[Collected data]

•••••

Issue #980, opened 2014-05-15
Deis platform log aggregation


carmstrong:
We need to have a solution for draining application and relevant system logs to an external source.

PR #2982, opened 2015-01-28
Proposal: Platform-wide log drain

rjocoleman:
Currently [platform logging](http://docs.deis.io/en/latest/managing_deis/platform_logging/) is done via `journalctl -o short -f | ncat --ssl logs2.papertrailapp.com 23654`

There are a couple of disadvantages to this:
1. A unit needs to be created (and customised) by end users.
2. Container logs aren't prefixed with application name.

I propose adding an external drain to `logger` that would send to external syslog servers in addition to the current write to disk process.

Interface would be:

```
$ deisctl config logs set drain/host logs2.papertrailapp.com
$ deisctl config logs set drain/port 23654
```

Logger pulls this configuration out of etcd and sends the messages on.

related #980

### DIFF
--- a/logger/drain/drain.go
+++ b/logger/drain/drain.go
@@ -1,0 +1,60 @@
+package drain
+
+import (
+	"fmt"
+	"log"
+	"net"
+	"net/url"
+	"os"
+
+	"github.com/coreos/go-etcd/etcd"
+)
+
+func GetDrain() string {
+	host := getopt("HOST", "127.0.0.1")
+
+	etcdPort := getopt("ETCD_PORT", "4001")
+	etcdPath := getopt("ETCD_PATH", "/deis/logs")
+
+	client := etcd.NewClient([]string{"http://" + host + ":" + etcdPort})
+
+	s, err := client.Get(etcdPath+"/drain", true, false)
+	if err != nil {
+		return ""
+	}
+
+	return s.Node.Value
+}
+
+func SendToDrain(m string, drain string) error {
+	u, err := url.Parse(drain)
+	if err != nil {
+		log.Fatal(err)
+	}
+	uri := u.Host + u.Path
+	switch u.Scheme {
+	case "syslog":
+		sendToSyslogDrain(m, uri)
+	default:
+		log.Println(u.Scheme + " drain type is not implemented.")
+	}
+	return nil
+}
+
+func sendToSyslogDrain(m string, drain string) error {
+	conn, err := net.Dial("udp", drain)
+	if err != nil {
+		log.Fatal(err)
+	}
+	defer conn.Close()
+	fmt.Fprintf(conn, m)
+	return nil
+}
+
+func getopt(name, dfault string) string {
+	value := os.Getenv(name)
+	if value == "" {
+		value = dfault
+	}
+	return value
+}
--- a/logger/syslogd/syslogd.go
+++ b/logger/syslogd/syslogd.go
@@ -9,6 +9,8 @@ import (
 	"regexp"
 
 	"github.com/deis/deis/logger/syslog"
+
+	"github.com/deis/deis/logger/drain"
 )
 
 const logRoot = "/data/logs"
@@ -81,6 +83,10 @@ func (h *handler) mainLoop() {
 		m := h.Get()
 		if m == nil {
 			break
+		}
+		d := drain.GetDrain()
+		if d != "" {
+			drain.SendToDrain(m.String(), d)
 		}
 		err := writeToDisk(m)
 		if err != nil {
--- a/docs/managing_deis/platform_logging.rst
+++ b/docs/managing_deis/platform_logging.rst
@@ -16,8 +16,19 @@ and sends their logs to ``/deis/logs/host`` and ``/deis/logs/port``.
 when a client runs ``deis logs``. This component publishes its host and port to ``/deis/logs/host``
 and ``/deis/logs/port``, and is typically the service which consumes logs from ``deis-logspout``.
 
-Routing logs to a custom location
----------------------------------
+Application log drain
+---------------------
+
+Application logs can be drained to an external syslog server (or compatible service such as Logstash, Papertrail, Splunk etc).
+
+.. code-block:: console
+
+    $ deisctl config logs set drain=syslog://logs2.papertrailapp.com:23654
+
+This will send all application logs - there is currently no way to drain logs per application.
+
+Routing host logs to a custom location
+--------------------------------------
 
 Logging to an external location can be achieved without modifying the log flow within Deis -
 we can simply send the master journal on a CoreOS host using ``ncat``. For example, if I'm using the


deis-admin:

mboersma:
Jenkins, add to whitelist.

rjocoleman:
I've added the docs - if everyone's happy with this as the interface I'll get started on logger.

gabrtv:
@rjocoleman to make it atomic and remove the slash in the key name, let's change the interface to:

```
$ deisctl config logs set drain=logs2.papertrailapp.com:23654
```

Otherwise, looks awesome. Let us know if we can help!

theaboutbox:
Perhaps I'm over-thinking it, but would you also want to add a protocol to the drain setting? Example:

    $ deisctl config logs set drain=syslog://logs2.papertrailapp.com:23654

I can think of a few advantages:

* Explicit: The setting doesn't make it obvious whether it's sending TCP, UDP, Syslog, HTTPS, etc. Also if a user tries something that's not implemented, it's easier to give an informative error message.
* Future-proof: Right after syslog working, I'd want to dig in and add tcp and tcp+tls
* Can use URI parsing libraries to get protocol, host, port, etc.

gabrtv:
@theaboutbox I see little downside to this. +1.

rjocoleman:
I've just pushed a first pass at this, feedback please (I'm pretty new to Go)

logger/drain/drain.go
```diff
@@ -0,0 +1,59 @@
...
+	host := getopt("HOST", "127.0.0.1")
+
+	etcdPort := getopt("ETCD_PORT", "4001")
+	etcdPath := getopt("ETCD_PATH", "/deis/logs")
+
+	client := etcd.NewClient([]string{"http://" + host + ":" + etcdPort})
+
+	s, err := client.Get(etcdPath+"/drain", true, false)
+	if err != nil {
+		return ""
```
bacongobbler: It seems odd that we're silently passing an error here

logger/syslogd/syslogd.go
```diff
@@ -82,6 +84,9 @@ func (h *handler) mainLoop() {
 		if m == nil {
 			break
 		}
+		if drain.GetDrain() != "" {
+			drain.SendToDrain(m.String(), drain.GetDrain())
```
bacongobbler: With each call to `.GetDrain()`, a new etcd client is created. We should be re-using the client instead of spawning a new connection.

logger/drain/drain.go
rjocoleman: How would you prefer this done?
etcd gives out an error `100: Key not found (/deis/logs/drain) [2674]`

logger/syslogd/syslogd.go
rjocoleman: Good point, will adjust to:
```go
		d := drain.GetDrain()
		if d != "" {
			drain.SendToDrain(m.String(), d)
		}
```

logger/drain/drain.go
rjocoleman: @bacongobbler any more feedback on this?

bacongobbler: sorry! This was a recent issue: #3007

rjocoleman: np, I've rebased this.
I'm still not sure what to do about the silent error - it's probably preferable to every logged line firing a "drain not configured". I can't see a better way to pull from etcd.

bacongobbler: neither can I. I think it's fine as-is unless we can think of a better solution. :)

bacongobbler:
Hmm, the Jenkins issue seems unrelated. I punted another job for you :)

logger/drain/drain.go
```diff
@@ -0,0 +1,59 @@
...
+	case "syslog":
+		sendToSyslogDrain(m, uri)
+	default:
+		log.Println(u.Scheme + " drain type is not implemented.")
+	}
+	return nil
+}
+
+func sendToSyslogDrain(m string, drain string) error {
+	conn, err := net.Dial("udp", drain)
```
bacongobbler: we'll need to make a call to close the connection after we're done with it via `defer conn.Close()`

bacongobbler:
asides from deferring to close the connection, this LGTM! We'll still need to manually test, but this looks awesome :fireworks:

rjocoleman:
@bacongobbler I've added in the `defer conn.Close()` now, thanks!

logger/drain/drain.go
```diff
@@ -0,0 +1,60 @@
...
+	defer conn.Close()
```
bacongobbler: we need to call `defer` *after* we check if it's nil. Can't call `.Close()` on a `nil` type!

rjocoleman: Oops! force push coming to fix.

bacongobbler:
apologies, there was a bug in the tests which is making this fail. I've personally seen this go green but we have a strict green policy. Would you mind rebasing, please? :heart:

bacongobbler:
also a squash would be great, too

rjocoleman:
> apologies, there was a bug in the tests which is making this fail. I've personally seen this go green but we have a strict green policy before merging PRs. Would you mind rebasing, please?

I've rebased and squashed, I hope Jenkins likes this now!

carmstrong:
This looks great. Code LGTM. Thanks @rjocoleman!

mboersma:
Ideally this would have tests and comments on the public funcs, but we don't yet have a test framework in the logger/syslog package and I will backfill the comments in #3118. Code LGTM.

carmstrong:
This works exactly as advertised! I set:
```console
$ deisctl config logs set drain=syslog://logs2.papertrailapp.com:23654
```
(which is the host/port for my test Papertrail account), and moments later log entries started appearing in my dashboard. `deis logs` also still showed the logs there, which is what we want.

Thanks @rjocoleman!

carmstrong:
@rjocoleman Could you please rebase this PR on master one last time? It failed to work for me locally until I had rebased on master, due to some fixes unrelated to this PR. Thanks!

rjocoleman:
@carmstrong sure, this is done now

wenzowski:
Really excited to see app logs prefixed with the app's name instead of just `sh`. grep ftw. love it.

carmstrong:
This is ready to ship once Jenkins passes it a last time.

rjocoleman:
@carmstrong not sure what happened here? Is this a Jenkins issue? `Error response from daemon: No such container: deis-cache-jenkins-test-integration-2180`

mboersma:
@rjocoleman yes, we're having some CI issues (some filesystem corruption on a test node). I think it's better now and I'll run this one again.

parndt:
Looks like Jenkins passed this a last time so this seems good to merge and ship, to me. :+1:

bacongobbler:
There's no tests on this one so it's a false positive, hence the "requires-manual-testing" label :)

mboersma:
Code LGTM.

carmstrong:
> There's no tests on this one so it's a false positive, hence the "requires-manual-testing" label :)

I manually tested myself. :shipit:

•••••

■ **Activity**:
Give the total number of lines in the entries that contain the word "ncat", with no other words.

■ **Exercise output**:
2